As far as I know, states have not passed measures attempting to preempt local Second Amendment sanctuary ordinances, nor have those laws otherwise been challenged. As a matter of general home rule analysis, a state law displacing such an ordinance ought to prevail. The one uncertainty is the murky nature of current Second Amendment doctrine, which could allow firearms sanctuary localities to argue that the state laws they are resisting violate the federal constitution. It is unclear whether they would have standing to assert the Second Amendment claim, either because under Hunter v. City of Pittsburgh and its progeny local governments generally cannot assert federal constitutional claims against their states or whether, even under a narrower reading of Hunter they would be able to assert Second Amendment rights of their own.
The very uncertain legal basis for the local defense of sanctuary measures against state displacement underscores just how much they represent an expression of local political values and an assertion of the operational importance of local governments to the implementation of higher level policies.

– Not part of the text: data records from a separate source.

PR #327, opened 2024-04-12
add new method to the co pkg: Pull function

elenagerman:
clusteroperator: added Pull function

### DIFF
--- a/pkg/clusteroperator/clusteroperator.go
+++ b/pkg/clusteroperator/clusteroperator.go
@@ -35,6 +35,28 @@ type Builder struct {
 	errorMsg string
 }
 
+// Pull loads an existing clusterOperator into Builder struct.
+func Pull(apiClient *clients.Settings, clusterOperatorName string) (*Builder, error) {
+	glog.V(100).Infof("Pulling existing clusterOperator: %s", clusterOperatorName)
+
+	builder := Builder{
+		apiClient: apiClient,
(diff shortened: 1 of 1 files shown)


pkg/clusteroperator/clusteroperator.go
```diff
@@ -145,6 +167,44 @@ func (builder *Builder) WaitUntilConditionTrue(
 		})
 }
 
+// WaitForClusteroperatorAvailability waits until specific clusteroperator will reach available state.
+func WaitForClusteroperatorAvailability(
```
kononovn, line 171: According to code I can see WaitUntilAvailable function already implemented. Can it be used instead of this new function?

You'll need just:
```
coObject, err := clusteroperator.Pull(apiClient, "OPERATOR NAme")
Expect(err).ToNot(HaveOccured())
err := coObject.WaitUntilAvailable()
Expect(err).ToNot(HaveOccured())
```

kononovn (changes requested):
Pull function looks good.
Please check 1 comment above and change commit message to:
clusteroperator: added Pull and WaitForClusteroperatorAvailability funcs

pkg/clusteroperator/clusteroperator.go
elenagerman: sure

kononovn (approved):
/lgtm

As such they are a perfect exemplar of the place of local government in our system: formally legally weak, but politically and operationally significant. Local governments may not often prevail in head-to-head conflicts with their states but their actions matter, both for their residents and for their engagement with broader legal, political, and cultural debates.
[Ed. note: This post is part of series of guest posts from scholars at the Center’s recent colloquium on Localism, Popular Constitutionalism, Preemption, and Firearms.]